*** Input material Section Begins ***

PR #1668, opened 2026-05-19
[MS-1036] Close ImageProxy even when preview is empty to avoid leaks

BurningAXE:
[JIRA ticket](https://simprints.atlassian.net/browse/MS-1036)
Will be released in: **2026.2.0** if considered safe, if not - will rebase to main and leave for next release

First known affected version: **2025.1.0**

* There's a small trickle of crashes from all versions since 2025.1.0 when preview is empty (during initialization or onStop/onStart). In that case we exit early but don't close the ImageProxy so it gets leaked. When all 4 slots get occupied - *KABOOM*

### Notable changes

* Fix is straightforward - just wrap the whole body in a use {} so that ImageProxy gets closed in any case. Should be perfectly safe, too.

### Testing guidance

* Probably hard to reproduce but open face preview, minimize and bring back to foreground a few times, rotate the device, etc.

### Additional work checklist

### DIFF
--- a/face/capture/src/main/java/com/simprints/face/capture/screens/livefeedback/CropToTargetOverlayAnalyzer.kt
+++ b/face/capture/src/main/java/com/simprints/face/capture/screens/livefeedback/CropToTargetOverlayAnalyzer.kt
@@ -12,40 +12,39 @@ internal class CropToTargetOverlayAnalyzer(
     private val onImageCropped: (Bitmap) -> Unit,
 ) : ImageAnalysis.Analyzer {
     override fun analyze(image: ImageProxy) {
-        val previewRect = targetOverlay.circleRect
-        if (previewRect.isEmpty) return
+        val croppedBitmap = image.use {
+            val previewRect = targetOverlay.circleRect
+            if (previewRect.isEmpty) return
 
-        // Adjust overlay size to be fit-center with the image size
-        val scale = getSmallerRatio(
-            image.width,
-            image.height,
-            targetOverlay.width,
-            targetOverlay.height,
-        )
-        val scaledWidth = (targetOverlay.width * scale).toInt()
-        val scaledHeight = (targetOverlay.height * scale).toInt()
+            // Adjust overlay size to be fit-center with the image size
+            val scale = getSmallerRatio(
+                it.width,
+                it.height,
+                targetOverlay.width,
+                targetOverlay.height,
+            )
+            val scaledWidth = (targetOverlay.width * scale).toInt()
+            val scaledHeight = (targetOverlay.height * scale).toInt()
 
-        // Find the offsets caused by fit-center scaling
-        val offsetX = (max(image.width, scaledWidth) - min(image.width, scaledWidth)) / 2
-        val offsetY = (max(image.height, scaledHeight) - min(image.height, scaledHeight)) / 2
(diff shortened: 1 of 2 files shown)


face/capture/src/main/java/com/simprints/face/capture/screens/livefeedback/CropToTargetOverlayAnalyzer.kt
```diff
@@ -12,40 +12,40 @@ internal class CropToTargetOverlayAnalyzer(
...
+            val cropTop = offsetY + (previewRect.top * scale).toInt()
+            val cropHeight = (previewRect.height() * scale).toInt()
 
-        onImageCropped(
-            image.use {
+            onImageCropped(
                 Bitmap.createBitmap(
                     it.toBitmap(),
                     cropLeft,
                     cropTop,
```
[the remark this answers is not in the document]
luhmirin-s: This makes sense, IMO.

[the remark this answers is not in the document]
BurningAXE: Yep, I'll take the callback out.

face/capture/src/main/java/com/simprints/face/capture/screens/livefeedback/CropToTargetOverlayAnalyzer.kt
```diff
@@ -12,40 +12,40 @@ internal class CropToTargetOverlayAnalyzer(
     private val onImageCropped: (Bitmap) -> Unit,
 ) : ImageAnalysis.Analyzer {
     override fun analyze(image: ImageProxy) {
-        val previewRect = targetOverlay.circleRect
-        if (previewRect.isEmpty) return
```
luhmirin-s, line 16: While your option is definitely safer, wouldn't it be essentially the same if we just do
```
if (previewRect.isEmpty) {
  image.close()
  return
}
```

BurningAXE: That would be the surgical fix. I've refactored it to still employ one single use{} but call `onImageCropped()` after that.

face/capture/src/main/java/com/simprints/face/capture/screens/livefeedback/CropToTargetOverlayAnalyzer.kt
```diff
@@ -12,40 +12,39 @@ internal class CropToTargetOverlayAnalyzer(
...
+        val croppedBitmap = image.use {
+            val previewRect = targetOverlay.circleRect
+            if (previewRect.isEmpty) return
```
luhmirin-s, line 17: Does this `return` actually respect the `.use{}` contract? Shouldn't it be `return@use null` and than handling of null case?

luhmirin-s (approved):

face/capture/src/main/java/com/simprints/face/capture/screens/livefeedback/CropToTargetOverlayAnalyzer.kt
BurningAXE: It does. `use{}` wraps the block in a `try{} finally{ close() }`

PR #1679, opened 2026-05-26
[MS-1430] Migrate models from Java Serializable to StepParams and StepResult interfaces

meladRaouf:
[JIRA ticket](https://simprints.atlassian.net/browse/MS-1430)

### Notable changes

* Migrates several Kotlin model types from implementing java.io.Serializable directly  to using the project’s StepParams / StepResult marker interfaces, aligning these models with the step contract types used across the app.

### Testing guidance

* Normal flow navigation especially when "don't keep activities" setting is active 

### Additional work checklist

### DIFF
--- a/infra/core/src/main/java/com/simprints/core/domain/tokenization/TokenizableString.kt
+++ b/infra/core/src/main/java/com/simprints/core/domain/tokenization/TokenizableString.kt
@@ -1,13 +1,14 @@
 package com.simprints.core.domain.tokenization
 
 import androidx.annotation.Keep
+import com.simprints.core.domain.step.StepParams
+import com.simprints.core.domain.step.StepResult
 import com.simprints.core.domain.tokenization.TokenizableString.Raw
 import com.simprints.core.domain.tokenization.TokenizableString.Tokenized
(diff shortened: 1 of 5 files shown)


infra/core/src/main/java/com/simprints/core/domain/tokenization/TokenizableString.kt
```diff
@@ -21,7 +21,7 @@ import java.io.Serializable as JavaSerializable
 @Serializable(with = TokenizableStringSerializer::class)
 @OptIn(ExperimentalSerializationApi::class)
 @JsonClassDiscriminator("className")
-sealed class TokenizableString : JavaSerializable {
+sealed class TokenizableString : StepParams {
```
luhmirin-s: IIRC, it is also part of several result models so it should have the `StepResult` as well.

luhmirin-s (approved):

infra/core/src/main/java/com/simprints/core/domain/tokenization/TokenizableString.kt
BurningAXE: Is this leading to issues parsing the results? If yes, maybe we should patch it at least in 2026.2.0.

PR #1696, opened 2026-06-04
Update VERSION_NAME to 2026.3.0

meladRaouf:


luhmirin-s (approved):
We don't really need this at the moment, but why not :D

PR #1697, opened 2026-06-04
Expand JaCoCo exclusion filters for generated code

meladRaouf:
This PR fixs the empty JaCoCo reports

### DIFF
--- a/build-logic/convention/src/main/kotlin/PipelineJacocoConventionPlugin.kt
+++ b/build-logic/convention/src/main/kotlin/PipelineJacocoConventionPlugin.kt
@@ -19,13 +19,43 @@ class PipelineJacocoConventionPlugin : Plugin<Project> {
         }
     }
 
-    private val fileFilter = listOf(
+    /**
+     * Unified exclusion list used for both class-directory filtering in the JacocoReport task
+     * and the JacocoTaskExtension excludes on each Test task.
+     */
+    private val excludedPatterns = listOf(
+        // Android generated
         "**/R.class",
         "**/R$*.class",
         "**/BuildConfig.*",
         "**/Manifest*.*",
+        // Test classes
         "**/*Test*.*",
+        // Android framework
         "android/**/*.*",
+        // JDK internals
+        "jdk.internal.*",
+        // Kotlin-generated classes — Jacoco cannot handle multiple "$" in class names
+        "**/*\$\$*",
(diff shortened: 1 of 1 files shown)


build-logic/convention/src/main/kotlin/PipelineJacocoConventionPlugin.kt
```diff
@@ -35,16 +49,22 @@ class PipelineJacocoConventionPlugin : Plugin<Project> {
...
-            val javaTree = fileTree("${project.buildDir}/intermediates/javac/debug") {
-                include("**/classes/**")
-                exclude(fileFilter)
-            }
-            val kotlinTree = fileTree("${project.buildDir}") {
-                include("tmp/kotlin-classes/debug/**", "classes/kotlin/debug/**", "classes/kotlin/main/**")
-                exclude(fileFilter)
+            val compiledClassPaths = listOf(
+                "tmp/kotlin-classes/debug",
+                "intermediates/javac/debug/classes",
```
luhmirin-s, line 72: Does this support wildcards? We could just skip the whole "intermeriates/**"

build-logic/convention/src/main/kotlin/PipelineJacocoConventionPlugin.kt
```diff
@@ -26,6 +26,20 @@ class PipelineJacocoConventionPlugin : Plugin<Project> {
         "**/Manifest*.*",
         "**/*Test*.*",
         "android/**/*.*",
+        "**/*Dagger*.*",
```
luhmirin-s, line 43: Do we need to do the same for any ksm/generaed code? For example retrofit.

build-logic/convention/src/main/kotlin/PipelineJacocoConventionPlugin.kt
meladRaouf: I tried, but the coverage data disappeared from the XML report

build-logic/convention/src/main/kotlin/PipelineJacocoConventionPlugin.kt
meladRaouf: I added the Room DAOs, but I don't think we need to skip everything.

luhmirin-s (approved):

*** Input material Section Ends ***

#### Exercise directions:
Look back at the entries above. Retype the line with "We don't really", the line with "luhmirin-s, line 72: Does", and all lines in between.

#### Response to the exercise:
We don't really need this at the moment, but why not :D

PR #1697, opened 2026-06-04
Expand JaCoCo exclusion filters for generated code

meladRaouf:
This PR fixs the empty JaCoCo reports

### DIFF
--- a/build-logic/convention/src/main/kotlin/PipelineJacocoConventionPlugin.kt
+++ b/build-logic/convention/src/main/kotlin/PipelineJacocoConventionPlugin.kt
@@ -19,13 +19,43 @@ class PipelineJacocoConventionPlugin : Plugin<Project> {
         }
     }
 
-    private val fileFilter = listOf(
+    /**
+     * Unified exclusion list used for both class-directory filtering in the JacocoReport task
+     * and the JacocoTaskExtension excludes on each Test task.
+     */
+    private val excludedPatterns = listOf(
+        // Android generated
         "**/R.class",
         "**/R$*.class",
         "**/BuildConfig.*",
         "**/Manifest*.*",
+        // Test classes
         "**/*Test*.*",
+        // Android framework
         "android/**/*.*",
+        // JDK internals
+        "jdk.internal.*",
+        // Kotlin-generated classes — Jacoco cannot handle multiple "$" in class names
+        "**/*\$\$*",
(diff shortened: 1 of 1 files shown)


build-logic/convention/src/main/kotlin/PipelineJacocoConventionPlugin.kt
```diff
@@ -35,16 +49,22 @@ class PipelineJacocoConventionPlugin : Plugin<Project> {
...
-            val javaTree = fileTree("${project.buildDir}/intermediates/javac/debug") {
-                include("**/classes/**")
-                exclude(fileFilter)
-            }
-            val kotlinTree = fileTree("${project.buildDir}") {
-                include("tmp/kotlin-classes/debug/**", "classes/kotlin/debug/**", "classes/kotlin/main/**")
-                exclude(fileFilter)
+            val compiledClassPaths = listOf(
+                "tmp/kotlin-classes/debug",
+                "intermediates/javac/debug/classes",
```
luhmirin-s, line 72: Does this support wildcards? We could just skip the whole "intermeriates/**"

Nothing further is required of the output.